それに思い入れレベルだったらファンティーヌとジャベールではやっぱり敵役のジャベールに注目する人のほうが多いと思います。私は映画をみているときはもうなるべくジャベールの歌は聴くまい(笑)としていたので、サントラのクリップのジャベールの自殺のところを聞いてみたら、やっぱり「これじゃ気持ちが全然つたわらないでしょう」と再確認してしまいました。

>決まった所作をするだけで形になってしまう

それはあまりに短絡的な考えではないかしら?ロボットじゃないんだから、形だけでは重要な二番手は務められないでしょう。ロンドンにわざわざ見に行ったときのイーサン・フリーマンがそんな感じでした。歌はいうことなかったけど、気持ち的にジャベールとして満足できませんでした。
Commented by quast at 2013-01-02 09:53

>言葉が明快
それはラッセルが歌っているのではなく、ダイアローグとしていっているからです。そのためpunctuationがまったくなくなってしまっています。
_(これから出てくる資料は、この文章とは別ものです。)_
Issue #5599, opened 2024-10-19
"./gradlew clean check" fails


izeye:
`./gradlew clean check` fails as follows:

```
...
* What went wrong:
Could not determine the dependencies of task ':micrometer-osgi-test:test'.
> Could not create task ':micrometer-osgi-test:testingBundle'.
   > Could not create task of type 'Bundle'.
      > Could not create an instance of type aQute.bnd.gradle.BundleTaskExtension.
         > Cannot change attributes of configuration ':micrometer-osgi-test:compileClasspath' after it has been locked for mutation
...
```

jonatan-ivanov:
Thank you for letting us know!
I was able to repro it even with simply `./gradlew check`. `./gradlew test` is ok though. It seems the order of configuring things is different depending on which task you want to execute.

shakuzen:
I updated the issue title to reflect this is only a problem with JDK 11 with #5735 having been merged.

PR #5735, opened 2024-12-07
Fix `gradle check` with JDK17+

ngocnhan-tran1996:
Related gh-5599

I run `./gradlew :micrometer-osgi-test:check` and the result is success on my local machine with OS is Windows 11. 
I think we should check `./gradlew clean check` before merging (maybe the result will be different)

### DIFF
--- a/gradle/libs.versions.toml
+++ b/gradle/libs.versions.toml
@@ -234,6 +234,7 @@ plugin-japicmp = { module = "me.champeau.gradle:japicmp-gradle-plugin", version 
 plugin-downloadTask = { module = "de.undercouch:gradle-download-task", version = "5.6.0" }
 plugin-spotless = { module = "com.diffplug.spotless:spotless-plugin-gradle", version = "6.25.0" }
 plugin-bnd = "biz.aQute.bnd:biz.aQute.bnd.gradle:6.4.0"
+plugin-bndForJava17 = "biz.aQute.bnd:biz.aQute.bnd.gradle:7.1.0"
 
 [plugins]
 kotlin19 = { id = "org.jetbrains.kotlin.jvm", version = "1.9.25" }
--- a/build.gradle
+++ b/build.gradle
@@ -19,7 +19,12 @@ buildscript {
         classpath libs.plugin.japicmp
         classpath libs.plugin.downloadTask
         classpath libs.plugin.spotless
-        classpath libs.plugin.bnd
+
+        if (javaLanguageVersion.asInt() < 17) {
+            classpath libs.plugin.bnd
+        } else {
+            classpath libs.plugin.bndForJava17
+        }
 
         constraints {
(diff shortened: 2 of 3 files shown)


jonatan-ivanov:
Cannot we "just" upgrade to 7.x instead of using 6.x and 7.x simultaneously?

shakuzen:
7.x requires Java 17, I believe.

ngocnhan-tran1996:
@jonatan-ivanov 

Java 11 is incompatiable with version 7.x.
It will raise error when build step run.

If just upgrade version, I think we will wait until we have a plan not support prior java 17

shakuzen:
Just to be clear, this will fix it as long as you are running the build with JDK 17 or higher, but the build will still fail with 11. Is that right?

ngocnhan-tran1996:
I have not yet tested on java 11. Could we can check via ci/cd?

shakuzen:
> Could we can check via ci/cd?

The [CI build](https://github.com/micrometer-metrics/micrometer/blob/f3f5d766df616dd25a8790a4bae05e8d56895298/.circleci/config.yml#L38-L43) uses `./gradlew build`, which is also the [default task](https://github.com/micrometer-metrics/micrometer/blob/f3f5d766df616dd25a8790a4bae05e8d56895298/build.gradle#L439). It'd be good for us to understand what is different when running `./gradlew check` vs `./gradlew build`. When running the `build` task, `check` also gets run as far as I can tell. I really don't get why it fails when the command is `check`.

ngocnhan-tran1996:
I confirm it works on java 17

shakuzen:
Yes, it fixes it when using JDK 17+ with the build, but as far as I could tell `./gradlew check` is still broken when using JDK 11 with the build.

gradle/libs.versions.toml
```diff
@@ -234,6 +234,7 @@ plugin-japicmp = { module = "me.champeau.gradle:japicmp-gradle-plugin", version
 plugin-downloadTask = { module = "de.undercouch:gradle-download-task", version = "5.6.0" }
 plugin-spotless = { module = "com.diffplug.spotless:spotless-plugin-gradle", version = "6.25.0" }
 plugin-bnd = "biz.aQute.bnd:biz.aQute.bnd.gradle:6.4.0"
+plugin-bndForJava17 = "biz.aQute.bnd:biz.aQute.bnd.gradle:7.1.0"
```
shakuzen, line 237: Dependabot struggles with having multiple entries in the version catalog for the same artifact. We may want to consider inlining the older version where it is used and keeping only the newer version here so it gets updated by dependabot. We can do this separate from this PR as I think we have a number of other multiple entries that need to be handled.

shakuzen:
Merging to unblock the `check` command on JDK17+ (which is what I expect most people building the project are using). The original issue will remain open as it is still a problem on JDK 11.

Issue #5741, opened 2024-12-12
NPE occurs when AOP is applied to a method that returns CompletableFuture


laststem:
**Describe the bug**
Returning null from a method that returns CompletableFuture will result in an NPE in AOP.
```kotlin
@Timed
fun doSomething(): CompletableFuture<Int>? {
    return if (condition) {
        CompletableFuture.completedFuture(1)
    } else { 
        null
    }
}
```

Because AOP considers it to be non-null if it is of type CompletionStage. ([code](https://github.com/micrometer-metrics/micrometer/blob/main/micrometer-core/src/main/java/io/micrometer/core/aop/TimedAspect.java#L238))

As a result, the original method did not cause an NPE, but the AOP caused an NPE, so the calling thread was affected.

If you agree, please let me know if I can create a PR.

**Environment**

 - Micrometer version 1.14.1
 - OS: macOS
 - Java version: 17

**To Reproduce**

```kotlin
@SpringBootApplication
class SpringPlaygroundApplication(
    private val testComponent: TestComponent
) : ApplicationRunner {
    override fun run(args: ApplicationArguments?) {
        val result = testComponent.test()
        println("result: $result") // No output is produced as NPE is thrown.
        Thread.sleep(10000)
    }
}

@Configuration
class TestCfg(
    private val meterRegistry: MeterRegistry,
) {
    @Bean
    fun timedAop() = TimedAspect(meterRegistry)
}

fun main(args: Array<String>) {
    runApplication<SpringPlaygroundApplication>(*args)
}

@Component
class TestComponent {
    @Timed
    fun test(): CompletableFuture<Int>? {
         return null
    }
}

```

**Expected behavior**
AOP needs to be aware that values ​​of type CompletionStage can be null.

Also, exceptions raised in AOP should not affect the original method.

**Additional context**
Add any other context about the problem here, e.g. related issues.

shakuzen:
Thanks for the detailed report. Indeed it sounds like a bug. We'd be happy to review a pull request for a fix. It looks like `CountedAspect` and `ObservedAspect` also suffer from the same bug.

PR #5742, opened 2024-12-12
Fix completion stage returns null in aspects

laststem:
Fixes https://github.com/micrometer-metrics/micrometer/issues/5741


shakuzen (approved):
Thank you very much. This looks good. Would you please rebase it on `1.12.x` so we can merge it there and then forward to other branches, so this fix gets included in upcoming maintenance releases?

laststem:
I rebased it. Please let me know if there's anything wrong. Thanks for the review.

shakuzen:
Thank you for the quick turnaround.

Issue #3561, opened 2022-12-09
Add counter for total loaded classes


lenin-jaganathan:
**Describe the bug**
Currently, the [JVM class unloading metric ](https://github.com/micrometer-metrics/micrometer/blob/main/micrometer-core/src/main/java/io/micrometer/core/instrument/binder/jvm/ClassLoaderMetrics.java#L47-L59) is being registered as a Function counter. The description says "The total number of classes unloaded since the Java virtual machine has started execution" which will not be true when this metric is used in a Step Meter Registry.

**Environment**
 - Micrometer version - Any version
 - Micrometer registry - Any Step Registry can be used
 - OS: Any
 - Java version: Any

**To Reproduce**
How to reproduce the bug:
Start the java application with the micrometer JVM binder enabled. Use any step registry to register these metrics. After one step is completed, the unloaded class becomes zero.

**Expected behavior**
jvm.classes.unloaded - should represent the total number of classes unloaded since the Java virtual machine has started execution

lenin-jaganathan:
I am not sure such behavior was created. But ideally, using the below snippet for class unloading will help solve this issue.

`Gauge.builder("jvm.classes.unloaded", classLoadingBean, ClassLoadingMXBean::getUnloadedClassCount).tags(tags)
                .description("The total number of classes unloaded since the Java virtual machine has started execution")
                .baseUnit(BaseUnits.CLASSES).register(registry);`

patpatpat123:
Upvoting this

marcingrzejszczak:
Some questions:

- `jvm.classes.loaded` is a gauge
- `jvm.classes.unloaded` is a counter not a gauge, right?

So is this issue about adding the "the total number of classes loaded" ? Are you upvoting this @patpatpat123 ?

patpatpat123:
Hello @marcingrzejszczak ,

Thank you for your input.

First of all, you are correct about the two metrics:

```
jvm_classes_loaded	        metric_type=gauge	        statistic=value
jvm_classes_unloaded	metric_type=counter	statistic=count

```

And yes, it would be great to have metrics unifying those, to allow building visuals such as a loaded vs. unloaded counter.

lenin-jaganathan:
I am voting for the below 2 things,
* Update the description of `jvm.classes.unloaded` to make the statement valid for Step registries. Currently, it says "classes loaded from JVM start" but this will not be true for a StepRegistry.
[...]

PR #5745, opened 2024-12-16
Make jvm.classes.unloaded description generic

shakuzen:
The description before could have been confusing for step-based registries where the number would be the classes unloaded since the previous step rather than the cumulative count since the JVM started.

See gh-3561


jonatan-ivanov (approved):

shakuzen:
I think GitHub was having stability issues yesterday when I tried to merge this. It looks like it is already merged, despite what the GH UI shows right now. See https://github.com/micrometer-metrics/micrometer/commit/3383e5cad5644875511b7d9c3cf38d23672fc318

PR #5746, opened 2024-12-17
Handle RuntimeException when getting/setting JMS headers

cfredri4:
Currently JMSException is handled when getting/setting JMS headers. Some JMS providers will throw RuntimeException instead of JMSException when failing to get/set JMS headers. This change adds so that RuntimeException is also handled.

For example, [Qpid JMS throws IllegalArgumentException](https://github.com/apache/qpid-jms/blob/main/qpid-jms-client/src/main/java/org/apache/qpid/jms/message/JmsMessagePropertySupport.java#L101) which leads to similar issue as #4202.

### DIFF
--- a/micrometer-jakarta9/src/main/java/io/micrometer/jakarta9/instrument/jms/JmsProcessObservationContext.java
+++ b/micrometer-jakarta9/src/main/java/io/micrometer/jakarta9/instrument/jms/JmsProcessObservationContext.java
@@ -16,8 +16,8 @@
 
 package io.micrometer.jakarta9.instrument.jms;
 
+import io.micrometer.common.util.internal.logging.WarnThenDebugLogger;
 import io.micrometer.observation.transport.ReceiverContext;
-import jakarta.jms.JMSException;
 import jakarta.jms.Message;
 
 /**
@@ -33,12 +33,15 @@ import jakarta.jms.Message;
  */
 public class JmsProcessObservationContext extends ReceiverContext<Message> {
 
+    private static final WarnThenDebugLogger logger = new WarnThenDebugLogger(JmsProcessObservationContext.class);
+
     public JmsProcessObservationContext(Message receivedMessage) {
         super((message, key) -> {
             try {
                 return message.getStringProperty(key);
             }
-            catch (JMSException exc) {
+            catch (Exception exc) {
+                logger.log("Failed to get message property.", exc);
                 return null;
             }
         });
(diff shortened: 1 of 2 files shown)


jonatan-ivanov (commented):
Thank you for the PR!

I'm thinking about the consequences of doing this: since this can happen if a propagation format that contains `-` is used, this can hide the underlying problem and propagation still won't work.

I'm wondering if we should log a warning (maybe a warning first then debug using `WarnThenDebugLogger`). What do you think?

/cc @bclozel @shakuzen

micrometer-jakarta9/src/main/java/io/micrometer/jakarta9/instrument/jms/JmsProcessObservationContext.java
```diff
@@ -33,12 +34,15 @@
...
+    private static final WarnThenDebugLogger logger = new WarnThenDebugLogger(JmsProcessObservationContext.class);
+
     public JmsProcessObservationContext(Message receivedMessage) {
         super((message, key) -> {
             try {
                 return message.getStringProperty(key);
             }
-            catch (JMSException exc) {
+            catch (JMSException | RuntimeException exc) {
+                logger.log("Failed get message property.", exc);
```
jonatan-ivanov, line 45:
```suggestion
                logger.log("Failed to get message property.", exc);
```

micrometer-jakarta9/src/main/java/io/micrometer/jakarta9/instrument/jms/JmsPublishObservationContext.java
```diff
@@ -33,15 +34,17 @@
...
-                if (message != null) {
+            if (message != null) {
+                try {
                     message.setStringProperty(key, value);
                 }
-            }
-            catch (JMSException exc) {
-                // ignore
+                catch (JMSException | RuntimeException exc) {
+                    logger.log("Failed set message property.", exc);
```
jonatan-ivanov, line 46:
```suggestion
                    logger.log("Failed to set message property.", exc);
```

jonatan-ivanov (changes requested):

micrometer-jakarta9/src/main/java/io/micrometer/jakarta9/instrument/jms/JmsProcessObservationContext.java
```diff
@@ -33,12 +34,15 @@
...
 
+    private static final WarnThenDebugLogger logger = new WarnThenDebugLogger(JmsProcessObservationContext.class);
+
     public JmsProcessObservationContext(Message receivedMessage) {
         super((message, key) -> {
             try {
                 return message.getStringProperty(key);
             }
-            catch (JMSException exc) {
+            catch (JMSException | RuntimeException exc) {
```
jonatan-ivanov, line 44: Should we do `catch (Exception exc)`?

jonatan-ivanov:
I think we should do this against `1.13.x` but I can back-port this and modify the PR before merging.

cfredri4:
Pushed fixes. 👍

shakuzen (approved):
Looks good to me. It might help our future selves know why we're catching Exception if there's a comment with the reasoning.

PR #5750, opened 2024-12-18
Fix performance regression in MeterRegistry#remove

### LINKED ISSUE #5466: Performance regression in `MeterRegistry#remove` with many meters
**Describe the bug**

We noticed a performance regression related to #4857. Specifically, with a lot of meters, this `preFilterIdToMeterMap` map could be hundreds of thousands of elements or more, and we linearly iterate through them. 

**Environment**

 - Micrometer version [e.g. 1.7.1]
 - Micrometer registry [e.g. prometheus]
 - OS: [e.g. macOS]

Micrometer 1.13.2, able to produce on macOS Sonoma 14.2.

This was discovered after it was bumped in ActiveMQ Artemis.

```
openjdk 17.0.11 2024-04-16 LTS
OpenJDK Runtime Environment Zulu17.50+19-CA (build 17.0.11+9-LTS)
OpenJDK 64-Bit Server VM Zulu17.50+19-CA (build 17.0.11+9-LTS, mixed mode, sharing)
```
**To Reproduce**
How to reproduce the bug:

Unfortunately don't have a MRE to share, however this can likely be seen if creating many meters and gauges and then trying to delete them.

**Expected behavior**

**Additional context**
Add any other context about the problem here, e.g. related issues.

shakuzen:
Adds a reverse look-up for the pre-filter meter ID for use when removing a Meter. This avoids the need to iterate over the meters in the cache (preFilterIdMeterMap), which scales linearly with the number of meters, and is problematic because it does this while holding the meterMap lock needed to add new meters. Also adds benchmarks for measuring the performance of the remove method with different numbers of meters registered.

Resolves #5466

### DIFF
--- a/benchmarks/benchmarks-core/src/jmh/java/io/micrometer/benchmark/core/MeterRemovalBenchmark.java
+++ b/benchmarks/benchmarks-core/src/jmh/java/io/micrometer/benchmark/core/MeterRemovalBenchmark.java
@@ -1,0 +1,65 @@
+/*
+ * Copyright 2024 VMware, Inc.
+ *
+ * Licensed under the Apache License, Version 2.0 (the "License");
+ * you may not use this file except in compliance with the License.
+ * You may obtain a copy of the License at
+ *
+ * https://www.apache.org/licenses/LICENSE-2.0
+ *
+ * Unless required by applicable law or agreed to in writing, software
+ * distributed under the License is distributed on an "AS IS" BASIS,
+ * WITHOUT WARRANTIES OR CONDITIONS OF ANY KIND, either express or implied.
+ * See the License for the specific language governing permissions and
+ * limitations under the License.
+ */
+package io.micrometer.benchmark.core;
+
+import io.micrometer.core.instrument.Meter;
+import io.micrometer.core.instrument.MeterRegistry;
+import io.micrometer.core.instrument.simple.SimpleMeterRegistry;
+import org.openjdk.jmh.annotations.*;
+import org.openjdk.jmh.profile.GCProfiler;
+import org.openjdk.jmh.runner.Runner;
+import org.openjdk.jmh.runner.RunnerException;
+import org.openjdk.jmh.runner.options.Options;
+import org.openjdk.jmh.runner.options.OptionsBuilder;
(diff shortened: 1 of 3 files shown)


mauhiz (approved):

benchmarks/benchmarks-core/src/jmh/java/io/micrometer/benchmark/core/MeterRemovalBenchmark.java
```diff
@@ -0,0 +1,65 @@
...
+    public void setup() {
+        for (int i = 0; i < meterCount; i++) {
+            registry.counter("counter", "key", String.valueOf(i));
+        }
+    }
+
+    @Benchmark
+    @Warmup(iterations = 100)
+    @Measurement(iterations = 500)
+    @BenchmarkMode(Mode.SingleShotTime)
```
jonatan-ivanov, line 60: Should we add a line that unlike `Sample` this measures this calls the method once and also measures the "cold" performance?

jonatan-ivanov (approved):

jonatan-ivanov:
I guess since we "only" doubling the references and not the objects, the memory impact is not too bad.

shakuzen:
> I guess since we "only" doubling the references and not the objects, the memory impact is not too bad.

That is my expectation, but we don't track/test this now. If anyone has good ideas on doing that, please share.

benchmarks/benchmarks-core/src/jmh/java/io/micrometer/benchmark/core/MeterRemovalBenchmark.java
shakuzen: It's not necessarily the cold performance we care about, but by the mutable nature of a `remove` method, we want to measure the performance of removing a meter that exists in the registry when the registry has a certain number of total meters, and I didn't know a good way to do that other than single shot mode. In other modes, we would either be measuring removing a meter from a registry with progressively less meters in total, or we would be measuring the time to remove a non-existent meter, which isn't what we want. I've added reasoning in a JavaDoc comment now.

PR #5759, opened 2024-12-27
Polish

izeye:
This PR polishes a bit.


micrometer-core/src/test/java/io/micrometer/core/aop/CountedAspectTest.java
```diff
@@ -60,7 +60,7 @@ void countedWithSuccessfulMetrics() {
 
         Counter counter = meterRegistry.get("metric.success")
             .tag("method", "succeedWithMetrics")
-            .tag("class", getClass().getName() + "$CountedService")
+            .tag("class", CountedService.class.getName())
```
shakuzen, line 63: I don't remember exactly, but I think the reason I didn't do this before is because we moved this test to another module and it did not move cleanly with this. It was trying to reference the class from the other module or something. But it's already moved, so I guess there's no harm in making this change now.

ご存知のようにConfrontationでバルジャンとジャベが同時に「ジャベール!」というところがありますが、パンチがまったくなく、流れていました。同じことがジャベールの自殺の歌詞It is Valjean or Javert!のところでもおこっています。だからラッセルが全く歌詞の物語性を理解しないまま歌っている、としか思えません。私としてはラッセル以外だれがオーディションしたのか知りたいところです。
Commented by 24601 at 2013-01-02 17:31 x
そういえばジャベール役って、ポール・ベタニーに決まっていたんじゃなかったっけと、ふと思ったのですが。コリン・ファースという話も前にはあったような。それにしても主演の二人がオーストラリア方面って、流刑地のイメージ?
個人的にはパリで舞台版を見た段階でレ・ミゼラブルは卒業してしまっている(気分だった)ので映画版はどうでも良かったのですが、これまであちこちの舞台で見てきた配役の中で感動したり大好きだったと言えるのは滝田栄さんのバルジャン、島田歌穂さんのエポニーヌ、内田直哉さんのアンジョルラス、デイジー・イーガンの幼いコゼット、そしてヒュー・パナローのマリウスくらいかな。10周年記念と25周年記念のコンサートに関してはCDもDVDも持ってないし。やっぱり生の舞台が好き。
Commented by quast at 2013-01-03 15:14
ラッセルに決まる前はそういううわさもありましたが、consideredで決まりではなかったみたいです。私は歌が歌えたらSean BeanとかViggo Mortensenとかがよかったかも(笑)。

私がみたエポニーヌはサットンが一番よかったかな。舞台としては円形ステージで上演したバージョンがかなりよかったです。